# The streaming era "Ticking Time Bomb"



## phrelin (Jan 18, 2007)

In today's _The Hollywood Reporter_ we have the analysis headlined The Ticking Time Bomb That Could Blow Up Hollywood's Streaming Era which considers the fact that we've gone from having

cable companies like Comcast generally defined by geographic service areas offering content created and owned by the likes of Disney/ABC or CBS for which they contract

to now having "platforms" (Roku, Amazon Fire, Apple TV, Google Chromecast, etc.) with "apps" created by the likes of Disney and CBS offering content created and owned by the likes of Disney/ABC or CBS delivered over the internet through internet providers (Comcast, AT&T, etc.).
The article notes:

There's been nary a discussion about what happens when a contract expires in the streaming world and an app disappears from a platform. In the old TV days, blackouts might occur. What's the equivalent to that in the streaming world - and who will oversee complaints of discrimination?

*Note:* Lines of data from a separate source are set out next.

PR #35331, opened 2026-07-31
fix(complexity_router): resolve a classified tier up a ladder instead of to whatever is configured

tin-berri:
## TLDR

Problem this solves:

- A classified tier resolved to whatever the config named, whether or not the router could serve it. A model group that was never registered, or whose every deployment was in cooldown, still won the pick and failed the request
- A tier with no entry at all jumped to `default_model` and then to MEDIUM, so a COMPLEX request could be answered by the model the classifier had just ruled out
- Nothing recorded that the tier which served was not the tier that was classified

How it solves it:

- Resolution walks a ladder: live models in the classified tier, then each tier above it, then `default_model`, then the classified tier as a best effort
- A dead pool member is passed over for its peers before the tier itself is given up on, and resolution never falls to a cheaper tier
- Climbing is recorded as `tier_fallback_from` on the routing decision and in the log line

## Relevant issues

- Resolves a classified tier against models that can actually serve, falling to same-tier peers first and then upward, never downward
- Records `tier_fallback_from` whenever the tier that served is not the tier that was classified, so a cheap request on an expensive model is explainable
- Keeps an empty tier pool and a plugin denial as hard errors, and keeps routing plugins vetting whichever tier the ladder settles on

## Pre-Submission checklist

## Delays in PR merge?

## Screenshots / Proof of Fix

Live proxy on this branch. Two routers, identical except that `ladder-router` points its SIMPLE tier at a model group that does not exist, standing in for a tier that cannot serve:

```yaml
  - model_name: smart-router
    litellm_params:
      complexity_router_config:
        tiers: {SIMPLE: gpt-5.4-nano, MEDIUM: gpt-5.4-mini, COMPLEX: gpt-5.4, REASONING: gpt-5.4}
        session_affinity: false

  - model_name: ladder-router
    litellm_params:
      complexity_router_config:
        tiers: {SIMPLE: model-that-does-not-exist, MEDIUM: gpt-5.4-mini, COMPLEX: gpt-5.4, REASONING: gpt-5.4}
        session_affinity: false
```

```
LITELLM_LOG=INFO python litellm/proxy/proxy_cli.py --config lit4898_ladder.yaml --port 4899
```

Healthy config, unchanged behavior:

```
$ curl -s -X POST http://localhost:4899/v1/chat/completions \
    -d '{"model": "smart-router", "messages": [{"role": "user", "content": "What is 2+2?"}]}'
ComplexityRouter: routing decision cause=heuristic_scorer, tier=SIMPLE, score=-0.150, signals=('short (3 tokens)', 'simple (what is)'), routed_model=gpt-5.4-nano
```

Same prompt, same classification, but the tier cannot serve. Before this change the router returned `model-that-does-not-exist` and the request failed with Invalid model name; now it climbs one tier and says so:

```
$ curl -s -X POST http://localhost:4899/v1/chat/completions \
    -d '{"model": "ladder-router", "messages": [{"role": "user", "content": "What is 2+2?"}]}'
ComplexityRouter: routing decision cause=heuristic_scorer, tier=MEDIUM, score=-0.150, signals=('short (3 tokens)', 'simple (what is)'), routed_model=gpt-5.4-mini, tier_fallback_from=SIMPLE
```

The upstream completions returned 429 (the OpenAI key on this box is out of quota, and the other provider keys available locally are unfunded), so the transcript proves the routing decision and the deployment handoff, not the provider response. The runbook below reruns it against a funded key for the 200s

## Type

🐛 Bug Fix

## Changes

`get_model_for_tier` keeps its signature and delegates to `_resolve_configured_tier`, the structural half of the ladder: the first tier at or above the classified one that has models configured, then `default_model`. The async path adds the health half, filtering each pool to model groups the router knows and that have at least one deployment out of cooldown, via the router's existing `_async_get_healthy_deployments`. Probes for a pool run under `asyncio.gather`, and the ladder returns at the first tier that can serve

`_pick_model_for_tier` now returns `(model, served_tier)`. Every call site passes the served tier to the decision record and, when it differs from the classified tier, `tier_fallback_from`. The field is registered in `DERIVED_ROUTING_DECISION_FIELDS`, so it survives a row with message logging turned off; it names a tier, never caller text

Plugin handling moved into `_run_routing_plugins` and now runs against whichever tier the ladder settles on, rather than always the classified tier. A plugin narrowing to zero still raises rather than climbing, because refusing every candidate is a policy decision and the next tier up is exactly what was refused. `default_model` is still skipped entirely when plugins are configured, so their policy cannot be bypassed

Tests cover peer fallback inside a tier (repeated, so a lucky random pick cannot pass it), a single-tier climb, a climb past several dead tiers, the no-downward-fallback rule, `default_model` as last resort rather than first and as the ladder's terminus, probe scoping, health-lookup failure degrading to the old behavior, the empty-pool error, and both plugin paths. They inject a router stub rather than patching internals

The adaptive path keeps its own selection, which already scores every pool model with a tier-distance penalty

## QA runbook

1. Check out this branch, `make bootstrap`, and write the config above to `lit4898_ladder.yaml` with a funded `OPENAI_API_KEY` in the environment
2. `LITELLM_LOG=INFO python litellm/proxy/proxy_cli.py --config lit4898_ladder.yaml --port 4899`
3. Run both curl commands above; each returns a 200 completion. Adding `return_raw_model_name: true` to a router's config puts the deployment that served into the response `model` field, so the fallback is visible without reading logs
4. Expected: `smart-router` serves gpt-5.4-nano, `ladder-router` serves gpt-5.4-mini and logs `tier_fallback_from=SIMPLE`
5. For the peer fallback inside a tier, set SIMPLE to `["model-that-does-not-exist", "gpt-5.4-nano"]` and confirm every request lands on gpt-5.4-nano with no `tier_fallback_from`
6. `python -m pytest tests/test_litellm/router_strategy/test_complexity_router.py -q` for the unit coverage

### Final Attestation

---

> [!NOTE]
> **Medium Risk**
> Changes sit on the pre-routing model-selection path for every complexity-router request, including cost and failure behavior when deployments are missing or in cooldown; coverage is strong but mis-routing would affect production traffic.
> 
> **Overview**
> **Complexity router** no longer picks whatever name is configured for a tier. It walks an **upward ladder**: live pool members in the classified tier (skipping cooldown/unregistered deployments), then higher tiers, then `default_model`, then a **best-effort** pick on the classified tier when nothing looks healthy.
> 
> Routing decisions and logs can now record **`tier_fallback_from`** when the served tier differs from the classified one, and **`resolved_by`** (`default_model` / `best_effort`) when the model did not come from a normal tier pool. **`_pick_model_for_tier`** returns a **`TierResolution`** instead of a bare model string; routing plugins run against the tier that actually serves and still **fail closed** (no climbing past a plugin denial, no `default_model` when plugins are configured).
> 
> Cooldown state is read **once per request**; if that lookup fails, behavior degrades to treating pools as servable. The complexity router **README** is removed. Broad **unit tests** cover peer fallback, multi-tier climbs, no downward fallback, plugin paths, and cooldown edge cases.
> 
> <sup>Reviewed by [Cursor Bugbot](https://cursor.com/bugbot) for commit 1716d82952e6c50f5756744ee0d7a958b79a448e. Bugbot is set up for automated code reviews on this repo. Configure [here](https://www.cursor.com/dashboard/bugbot).</sup>


tin-berri:
Added a test in the latest commit for the other side of a policy #35050 just tightened: with routing plugins configured and nothing live anywhere on the ladder, `default_model` does not rescue the request. It is not vetted by the plugins, so serving it would route around the policy they just applied, and the ladder raises instead

That mirrors the config-time check in #35050, which no longer accepts `default_model` as evidence that an explicit `default_tier` is servable when plugins are configured. The two PRs are independent and can land in either order

@greptileai

tin-berri:
@greptile can you reply here with a score and an explanation why

tin-berri:
bugbot run

tin-berri:
Both fixed in d076a7d3be, the second one at the primitive rather than at the call sites

**Stale comment.** Gone. It described `default_model` being reached "after the MEDIUM tier", which stopped being true when the ladder replaced the fixed MEDIUM jump

**default_model not setting tier_fallback_from.** The root cause was the return shape, not the missing assignment. `(model, served_tier)` cannot express two of its own outcomes: when `default_model` answers, `served_tier` is still the classified tier, and when nothing reports a live deployment and the tier is served on a best effort, it is also still the classified tier. Both are indistinguishable from an ordinary pick, so every caller inferring "no fallback happened" from `served_tier == classified_tier` was wrong in exactly those two cases, and the second one was invisible in the review too

`_pick_model_for_tier` now returns a `TierResolution` naming the model, the classified tier, the tier that served, and how the model was obtained. `resolved_by` is `default_model` or `best_effort`, omitted on the ordinary path. The climb keeps `tier_fallback_from`. They are independent facts, since an exhausted ladder can both climb to a configured tier and be serving something unconfirmed, so neither is derived from the other, and a test covers that combination

`_build_routing_decision` takes the resolution and derives both facts itself, so the three call sites no longer recompute the comparison, which is what let one of them silently get it wrong

Four tests added: `default_model` recording itself, best effort recording itself, the ordinary path recording neither, and the climb-plus-best-effort case recording both. The README deletion is preserved; the equivalent guidance is in BerriAI/litellm-docs#726, which also picked up `resolved_by`

@greptileai

tin-berri:
@greptile can you reply here with a score and an explanation why

tin-berri:
bugbot run

tin-berri:
Fixed in 364be9306d. The finding was right, and worse than it read: `_async_get_healthy_deployments` goes through `_async_get_cooldown_deployments`, which batches over **every** deployment id the router has, not just the one model group being asked about. So a pool of N models meant N full-router cooldown reads per request. `asyncio.gather` made them concurrent, which hid the count without removing it

The set is now read once per request, before the ladder walks, and reused for every tier it visits. What is left per model is a lookup in the router's in-process deployment list plus a frozenset membership test, so resolution does one piece of I/O regardless of pool size or how far it climbs. Measured on a 6-model pool: 6 reads before, 1 after

I did not reach into an existing hot view instead, deliberately. `CooldownCache.async_get_active_cooldowns` already checks the in-memory layer first and only reaches Redis on a miss, so the batched read is the hot view; the defect was calling it N times, not calling it at all. Reading it once keeps the router's own tested semantics rather than duplicating cooldown interpretation here

Degradation is unchanged: an unreadable cooldown view still means "assume the pool is live" instead of emptying every tier. The test double now models the mechanism it stands in for, registered model groups whose deployments may be cooling, so `test_resolution_reads_the_cooldown_view_once_per_request` asserts one read across a full four-tier climb, and an unregistered group is passed over the same way a fully-cooling one is

tin-berri:
Not a defect, so no behavior change; addressed as a legibility fix in 1716d82952

The reasoning: cooldowns are keyed by deployment id, so a deployment that cannot be identified can never appear in the cooldown set and can never be known to be cooling. Counting it as live is the same rule the rest of the ladder follows, that an absent health signal means live. The inverse would be actively worse: missing metadata would silently exclude a deployment, potentially emptying a tier and escalating traffic to a pricier one on the strength of a metadata gap rather than anything about health, which is exactly what the fail-open design exists to prevent

Reachability is narrower than "pre-existing edge case" suggests. `ModelInfo.__init__` (litellm/types/router.py:160-164) mints a uuid whenever `id` is None, so every deployment registered through the typed path has one; it takes a raw dict bypassing that to produce an id-less deployment at all

What was fair is that the rule was implicit, recoverable only by noticing `None not in frozenset[str]` is True. It now reads `deployment_id is None or deployment_id not in cooled_down`, with a test asserting an id-less deployment serves normally and records neither a climb nor a fallback. The rule is pinned rather than inferred, so a future edit that flips it has to break a named test

tin-berri:
bugbot run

For now, streaming is in its Wild West, laissez-faire days, with an industry grappling to figure out who stands where. As for consumers, the options are plentiful even if the experience promises to be a bit rough. "This leads to a frustrating situation for viewers when they have all these disjointed apps that work and look differently that they have to switch between to find something to watch," says John Bergmayer, legal director at Washington nonprofit Public Knowledge. "It's annoying in the same way that having multiple inboxes is annoying - just more stuff to keep track of and to check. The solution is pretty straightforward technologically, but the business models of both the platforms and the streaming services stand in the way."​
"Streaming is in its Wild West, laissez-faire days" reinforces my concern expressed in Streaming - What exactly do the media giants have in mind? "All I can think is that at some point this is going to cost me money in order to watch some show I want to watch...." Now the corporations have different unregulated ways to approach increasing my costs.


----------



## DaRef (Jan 10, 2018)

Let's face it: Both streaming platforms and traditional cable/satellite delivery have the same content cost pressure and each of them are going to have to raise prices to cover that cost on a yearly basis. Even standalone channels (CBS All Access, Netflix, Disney+) will face increased programming costs. The only real winners in all this are the content creators. So in the long term, your choices will be 5-7 streaming channels, an "all-in-one" streaming service (i.e. Hulu+Live TV, YouTubeTV), or traditional cable/satellite. And, yes, at some point blackouts and service interruptions will hit YouTubeTV and Hulu+Live as well. That's how the game is played with content creators/distributors.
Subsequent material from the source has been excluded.